IBM: I’ve Been Mauled

Easy come, invisible go.

In its Annual Report for 2001, released early this year, IBM told shareholders it had earned $15.7 billion in the last two years. It earned $7.7 billion in 2001, a modest decline from the $8.0 billion earned in 2000. Nearly 16 percent of that $15.7 billion, some $2.5 billion, came from excess earnings of the companies’ U.S. and overseas defined benefit pension plans.

Unfortunately, during exactly the same time that the pensions were contributing so handsomely to earnings, the strength of the same pension plans was deteriorating by $16.5 billion.

Yes, you read that right: $16.5 billion. To put the number in perspective, the total cost of the accounting mis-deeds at now bankrupt WorldCom has been put at $7.2 billion— less than half as much.

The real difference, of course, is that the $7.2 billion at WorldCom was fraudulent. IBM, on the other hand, is reporting pristine and completely legitimate results. Their results are based on generally accepted accounting principles blessed by the Financial Accounting Standards Board. No one will be leaving IBM’s Armonk, New York headquarters surrounded by television cameras and handcuffed to an officer of the law.

At issue for investors: Does it make any difference? Does it matter that crooks ran one company while upstanding businessmen run the other? Sadly, shareholders can now be as misled by generally accepted accounting principles as by fraud.

The villain here is an accounting rule known as FAS 87, a standard that was issued after the pension crisis that followed the 1973-74 market crash and the passage of ERISA, the Employee Retirement Income Security Act.

Needless to say, FAS 87 seemed reasonable at the time. Indeed, when it was first put in use there was widespread worry that it might reduce company earnings and depress stock prices. Instead, FAS 87 turned company pensions into a profit center during the roaring bull market of the nineties.[v] IBM, along with many other companies, found that FAS 87 allowed them to show that their pension plan was a source of income, not a source of expense.

No more.

With pension assets down and pension obligations up, we’re about to see the other side. While the typical pension plan was under-funded by the end of 2001, IBM’s maintained a small surplus over obligations. It’s a good bet that surplus disappeared this summer.  Within a few quarters, an increasing number of companies may be forced to make new contributions to their pension funds, reducing earnings.

But we’re getting ahead of ourselves.

To see what really happened over the last two years, take a close look at the table below. While IBM’s total pension assets plummeted $12.3 billion, their total pension obligations rose $4.2 billion. The $16.5 billion shift vaporized the comfortable $17.2 billion surplus of assets over obligations, leaving the company with a narrow surplus of $687 million by the end of last year.

None of this, of course, was very visible. You can find this $16.5 billion item on page 98 of their annual report.  On page 97 you can see how the magic of FAS 87 helped the pension plans contribute $1.3 billion to earnings, 17 percent of the total for 2001— even as the pension plan portfolio actually lost money.

IBM’s Pension Plans Get Whacked

Item 1/2000 12/2001 Change
Domestic Pension Assets $45,584 mil. $39,565 mil. ($6,019) mil.
Overseas Pension Assets $27,843 $21,531 ($6,312)
1. Total Pension Assets $73,427 $61,096 ($12,331)
Domestic Pension Obligations $34,434 $38,609 +$4,175
Overseas Pension Obligations $21,770 $21,800 +$     30
2. Total Pension Obligations $56,204 $60,409 +$4,205
Difference (1-2) $17,223 $     687 ($16,536)
Funding Ratio (1/2) 1.306 1.011 (0.295)

Source: IBM, 2001 annual report: ftp://ftp.software.ibm.com/annualreport/2001/ibm2001_financials.pdf

How did this happen?

In FAS 87, your accountants and actuaries get to “assume” a return on plan assets in the same way that physics professors “assume” a frictionless world.
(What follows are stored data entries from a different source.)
PR #37834, opened 2026-05-07
Annotate URL-based repository getUrl() as @Nullable

### LINKED ISSUE #37612: IvyArtifactRepository.getUrl can return null, but marked as not-null
### Current Behavior

`UrlArtifactRepository.getUrl` annotated as not nullable, but `IvyArtifactRepository.getUrl` can return null because of
https://github.com/gradle/gradle/blob/d9cbcfab390b6384808746f48e986b86bd5c9616/platforms/software/dependency-management/src/main/java/org/gradle/api/internal/artifacts/repositories/DefaultUrlArtifactRepository.java#L54-L56

### Expected Behavior

Nullability annotations should be alligned with reality

### Context (optional)

This breakes code for mirroring, e.g. 
```kotlin
if (this is UrlArtifactRepository && this.url != null) {
...
}
```

fails with
```
Script compilation error:

  Line 52:             if (this is UrlArtifactRepository && this.url != null) {
                                                            ^ Condition is always 'true'.
```

-

### Gradle version

9.6.0-nightly

### Build scan URL (optional)

_No response_

_No response_

devareddy05:
Fixes #37612

### Context

In the `@NullMarked` `org.gradle.api.artifacts.repositories` package, `UrlArtifactRepository.getUrl()` (and the overrides on `MavenArtifactRepository` and `IvyArtifactRepository`) is declared as non-nullable, but the implementation in `DefaultUrlArtifactRepository.getUrl()` explicitly returns `null` when no URL has been configured. This causes Kotlin static analysis to flag legitimate `repo.url != null` checks as `Condition is always 'true'`.

This change aligns the annotation with reality: `getUrl()` is marked `@Nullable` on `UrlArtifactRepository`, `MavenArtifactRepository`, and `IvyArtifactRepository`, plus the corresponding `Default*` implementations. Doc comments updated to mention the null case. The setters (`setUrl(URI)` / `setUrl(Object)`) are unchanged — null isn't a valid input.

The accepted-public-api-changes registry is updated to acknowledge the nullability widening on the three public interfaces, and `public-api-symmetrical-accessors-nullability.txt` records the intentional get/set asymmetry (matching the existing precedent for `HttpBuildCache.url`).

A small symmetry test (`DefaultMavenArtifactRepositoryTest.url is null by default`) was added to mirror the existing one on `DefaultIvyArtifactRepositoryTest`.

### Contributor Checklist
- [x] [Reviewed Contribution Guidelines](https://github.com/gradle/gradle/blob/master/CONTRIBUTING.md).
- [x] All commits signed off (DCO).
- [x] Code distributable under Apache License 2.0.
- [x] "Allow edit from maintainers" enabled.
- [x] Unit test added for the symmetric Maven default-url behavior; the existing Ivy test (`default values`) already covers that side.
- [ ] Integration tests — n/a (annotation/contract change only, no behavior change).
- [x] User-facing change covered by Javadoc updates.
- [ ] `./gradlew sanityCheck` — not run locally (only JDK 21 available; Gradle build requires JDK 17). Requesting CI verification.
- [ ] `./gradlew :dependency-management:quickTest` — same.

### DIFF
--- a/platforms/software/dependency-management/src/main/java/org/gradle/api/internal/artifacts/repositories/DefaultIvyArtifactRepository.java
+++ b/platforms/software/dependency-management/src/main/java/org/gradle/api/internal/artifacts/repositories/DefaultIvyArtifactRepository.java
@@ -250,6 +250,7 @@ public abstract class DefaultIvyArtifactRepository extends AbstractAuthenticatio
     }
 
     @Override
+    @Nullable
     public URI getUrl() {
         return urlArtifactRepository.getUrl();
     }
--- a/platforms/software/dependency-management/src/main/java/org/gradle/api/internal/artifacts/repositories/DefaultMavenArtifactRepository.java
+++ b/platforms/software/dependency-management/src/main/java/org/gradle/api/internal/artifacts/repositories/DefaultMavenArtifactRepository.java
@@ -71,6 +71,7 @@ import org.gradle.internal.resource.local.FileResourceRepository;
 import org.gradle.internal.resource.local.FileStore;
 import org.gradle.internal.resource.local.LocallyAvailableResourceFinder;
 import org.jspecify.annotations.NonNull;
+import org.jspecify.annotations.Nullable;
 
 import javax.inject.Inject;
 import java.net.URI;
@@ -144,6 +145,7 @@ public abstract class DefaultMavenArtifactRepository extends AbstractAuthenticat
     }
 
     @Override
+    @Nullable
     public URI getUrl() {
         return urlArtifactRepository.getUrl();
     }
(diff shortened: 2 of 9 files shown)


ljacomet:

***

We need to make sure that this is not experienced as a breaking change by users.

big-guy:
We've added this to the 10.0 milestone because this is a small breaking change (compilation wise) for Kotlin users. Previously, you could reference `repository.url` and treat it as non-null in Kotlin (even if this could break at runtime).  If we make this nullable during 9.x, those consumers will no longer compile.

devareddy05:
> We've added this to the 10.0 milestone because this is a small breaking change (compilation wise) for Kotlin users. Previously, you could reference `repository.url` and treat it as non-null in Kotlin (even if this could break at runtime). If we make this nullable during 9.x, those consumers will no longer compile.

Thanks for the heads-up, that makes sense. I had registered the API change in `accepted-public-api-changes.json`, but hadn’t fully considered the Kotlin platform-type/source compatibility angle (`val u: URI = repo.url`).

10.0 sounds like the right milestone for this change. Happy to leave the PR as-is until then. Let me know if there’s anything I should adjust in the meantime (rebase target, release notes, etc.); otherwise, I’ll keep it in sync with `master`.

PR #38643, opened 2026-07-27
Respect third-party agents on CC hit

### LINKED ISSUE #38607: ClassLoader mismatch for BuildService references with Isolated Projects when debugging Gradle daemon
### Current Behavior

When the Gradle daemon runs with a JVMTI/Java agent attached — which any debug session does via `-Dorg.gradle.debug=true` (jdwp `-agentlib:`) — a build that uses **Isolated Projects** and a shared `BuildService` referenced from serialized state fails to load the configuration cache entry.

The same class is loaded twice by two different instances of the *same* classloader scope (`root-project[:](export)`), so setting the service provider onto the consumer's property fails:

```
* What went wrong:
Could not load the value of field `__buildFusServiceProperty__` of `org.jetbrains.kotlin.gradle.plugin.BuildFinishAndConfigurationTimeMetricsFlowAction$Parameters_Decorated` bean found in class `org.jetbrains.kotlin.gradle.plugin.BuildFinishAndConfigurationTimeMetricsFlowAction`.
> Cannot set the value of a property of type org.jetbrains.kotlin.gradle.plugin.statistics.FlowActionBuildFusService loaded with InstrumentingVisitableURLClassLoader(ClassLoaderScopeIdentifier.Id{coreAndPlugins:settings[:]:buildSrc[:]:root-project[:](export)}) using a provider of type org.jetbrains.kotlin.gradle.plugin.statistics.FlowActionBuildFusService loaded with InstrumentingVisitableURLClassLoader(ClassLoaderScopeIdentifier.Id{coreAndPlugins:settings[:]:buildSrc[:]:root-project[:](export)}).
  This can be caused by a plugin being applied to two sibling projects and then using a shared build service. To fix this, use `@ServiceReference` or add the problematic plugin with `apply false` to the root build script.
```

Note both the property type and the provider type report the **identical** classloader scope id — the suggested fixes in the message do not apply.

<details>
<summary>Full stacktrace</summary>

```
org.gradle.api.GradleException: Could not load the value of field `__buildFusServiceProperty__` of `org.jetbrains.kotlin.gradle.plugin.BuildFinishAndConfigurationTimeMetricsFlowAction$Parameters_Decorated` bean found in class `org.jetbrains.kotlin.gradle.plugin.BuildFinishAndConfigurationTimeMetricsFlowAction`.
        at org.gradle.internal.serialize.graph.BeanPropertyExtensionsKt.readPropertyValue(BeanPropertyExtensions.kt:70)
        at org.gradle.internal.serialize.beans.services.BeanPropertyReader.readFieldOf(BeanPropertyReader.kt:95)
        at org.gradle.internal.serialize.beans.services.BeanPropertyReader.readFieldsOf(BeanPropertyReader.kt:75)
        at org.gradle.internal.serialize.codecs.core.RegisteredFlowActionCodec.decode(ProviderCodecs.kt:193)
        at org.gradle.internal.cc.impl.ConfigurationCacheState.readFlowScopeOf(ConfigurationCacheState.kt:608)
        at org.gradle.internal.cc.impl.ConfigurationCacheState.readBuildContent$org_gradle_configuration_cache(ConfigurationCacheState.kt:554)
        at org.gradle.internal.cc.impl.ConfigurationCacheState.readBuildState(ConfigurationCacheState.kt:388)
        at org.gradle.internal.cc.impl.ConfigurationCacheState.readRootBuild(ConfigurationCacheState.kt:296)
        at org.gradle.internal.cc.impl.ConfigurationCacheState.readRootBuildState(ConfigurationCacheState.kt:197)
        at org.gradle.internal.cc.impl.DefaultConfigurationCacheIO.readRootBuildStateFrom(DefaultConfigurationCacheIO.kt:228)
        at org.gradle.internal.cc.impl.DefaultConfigurationCache.loadWorkGraph(DefaultConfigurationCache.kt:771)
        at org.gradle.internal.cc.impl.DefaultConfigurationCache.loadRequestedTasks(DefaultConfigurationCache.kt:295)
        at org.gradle.internal.cc.impl.ConfigurationCacheAwareBuildTreeWorkController.scheduleAndRunRequestedTasks(ConfigurationCacheAwareBuildTreeWorkController.kt:100)
        ...
Caused by: java.lang.IllegalArgumentException: Cannot set the value of a property of type org.jetbrains.kotlin.gradle.plugin.statistics.FlowActionBuildFusService loaded with InstrumentingVisitableURLClassLoader(ClassLoaderScopeIdentifier.Id{coreAndPlugins:settings[:]:buildSrc[:]:root-project[:](export)}) using a provider of type org.jetbrains.kotlin.gradle.plugin.statistics.FlowActionBuildFusService loaded with InstrumentingVisitableURLClassLoader(ClassLoaderScopeIdentifier.Id{coreAndPlugins:settings[:]:buildSrc[:]:root-project[:](export)}).
This can be caused by a plugin being applied to two sibling projects and then using a shared build service. To fix this, use `@ServiceReference` or add the problematic plugin with `apply false` to the root build script.
        at org.gradle.api.services.internal.BuildServiceProvider.asSupplier(BuildServiceProvider.java:141)
        at org.gradle.api.internal.provider.DefaultProperty.set(DefaultProperty.java:118)
        at org.gradle.api.internal.provider.DefaultProperty.provider(DefaultProperty.java:110)
        at org.gradle.internal.serialize.codecs.core.PropertyCodec.decodeThis(ProviderCodecs.kt:420)
        at org.gradle.internal.serialize.codecs.core.AbstractPropertyCodec.decode(ProviderCodecs.kt)
        at org.gradle.internal.serialize.graph.BeanPropertyExtensionsKt.readPropertyValue(BeanPropertyExtensions.kt:61)
        ... 174 more
```

</details>

### Expected Behavior

The build succeeds regardless of whether an agent is attached to the daemon. The shared `BuildService` class should resolve to a single classloader, so its provider and consumers remain type-compatible.

### Context (optional)

This blocks debugging a Gradle daemon (`-Dorg.gradle.debug=true`) for any build that uses Isolated Projects together with a build service registered as a build-event listener — for example the Kotlin Gradle Plugin's FUS service. It reproduces only under Isolated Projects; plain configuration cache is unaffected.

I will add a test. It reproduces with Gradle's own build

### Gradle version

9.7.0-rc-1

### Build scan URL (optional)

N/A

_No response_

### LINKED ISSUE #38619: Transformation applied to build logic classes by a third-party Java agent is lost on configuration cache hit
### Current Behavior

On Configuration Cache hit, the transformation applied by a third-party agent is lost. Only Gradle's own transformation is applied.

### Expected Behavior

All transformations should be applied both on CC hit and CC miss.

### Context (optional)

This can be problematic for plugin authors testing Configuration Cache compatibility with Jacoco enabled.

TBD (test)

### Gradle version

9.7.0-rc-1

### Build scan URL (optional)

_No response_

_No response_

mlopatkin:
When a third-party agent is attached to the build JVM (e.g. while debugging the daemon), we don't use the pre-transformed JARs for classpath, but instead replay the transformation at runtime, during classloading; this way we can cover whatever tranformations the other agents have applied, and they see the original bytecode.

However, we weren't rebuilding the runtime transformation pipeline upon configuration cache hits, falling back to the pre-transformed JARs instead. This caused two issues:
- Third-party agent modifications were lost when the Gradle's agent replaced them with the pre-transformed bytecode.
- ClassLoader reuse was broken, resulting in BuildService references not being restorable properly.

This commit adds the necessary plumbing for CC hit. We store information needed to set up the instrumentation in the classloader spec, and use it to rebuild the runtime transformation path upon recreating the classloader from the CC entry.

Fixes #38619, #38607


mlopatkin:
@bot-gradle test this without PTS, PT

mlopatkin:
@coderabbitai review

mlopatkin:
@bot-gradle test this

eskatos (approved):

PR #38646, opened 2026-07-28
Model dependency management instance behavior with explicit parameters

jvandort:
Previously, a DomainObjectContext acted as a parameters object for each dependency management instance, which derived its behavior from details of the context -- whether it was a script, a root script, or a plugin context. Instead, we now model those behaviors explicitly: each instance is created from a DependencyManagementParameters carrying its display name, dependency locking prefix, whether it runs in a JVM environment, and whether it ignores repositories and component metadata rules from dependency resolution management.

DomainObjectContext is repurposed to model a set of mutable objects sharing a domain, such as a Gradle build or a Gradle project. It no longer exposes per-instance details. Build scope now registers a BuildDomainObjectContext, which non-project dependency management instances inherit, and StandaloneDomainObjectContext is reduced to its anonymous model container.

Since all non-project instances within a build now share the build's context, the context can no longer identify a single instance or describe its owner. Instead, each instance registers its own DependencyManagementInstanceIdentity, created from the parameters' display name. This identity backs the same-context check for extendsFrom and the owner descriptions used in resolution failure messages, configuration container display names, and dependency locking output, preserving the previous per-instance display names.

### Reviewing cheatsheet

- ❌ ❓**must** be fixed
- 🤔 💅 **should** be fixed
- 💭 **may** be fixed
- 🎉 celebrate happy things


jvandort:
@bot-gradle test this

PR #38649, opened 2026-07-28
Re-attach owners for un-managed properties on CC restore

### LINKED ISSUE #37421: Private non-abstract properties lose their owner after Configuration Cache roundtrip

abstratt:
Non-abstract Property and ConfigurableFileCollection getters (a.k.a. unmanaged properties) used to only attach their owner lazily in the generated getter override, which never ran when the owner was restored from the configuration cache. This PR ensures owner attachment happens for properties whose getters are never invoked (they are accessed  via direct access to the underlying property).  

Co-authored-by: Develop-KIM <kimdonghwan913@gmail.com> 
Co-authored-by: rchaves@gradle.com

IBM entered the bear market by raising its assumed pension earnings from 9.5 percent in 1999 to 10.0 percent for 2000 and 2001. For 2002 they’ve reduced their earnings assumption back down to 9.5 percent. Most human beings would consider that an inadequate concession to reality.

What will the reduction do?

It will reduce the amount the pension plan contributes to earnings— but the 2002 report may still show a positive contribution.

As I said before, this is not fraud.  IBM is being absolutely ordinary and conventional. They are doing what hundreds of major American corporations do. They are following generally accepted accounting procedures in general and FAS 87 in particular.

The only problem is the one shareholders have. They fly blind and hold the bag.


This information is distributed for education purposes, and it is not to be construed as an offer, solicitation, recommendation, or endorsement of any particular security, product, or service.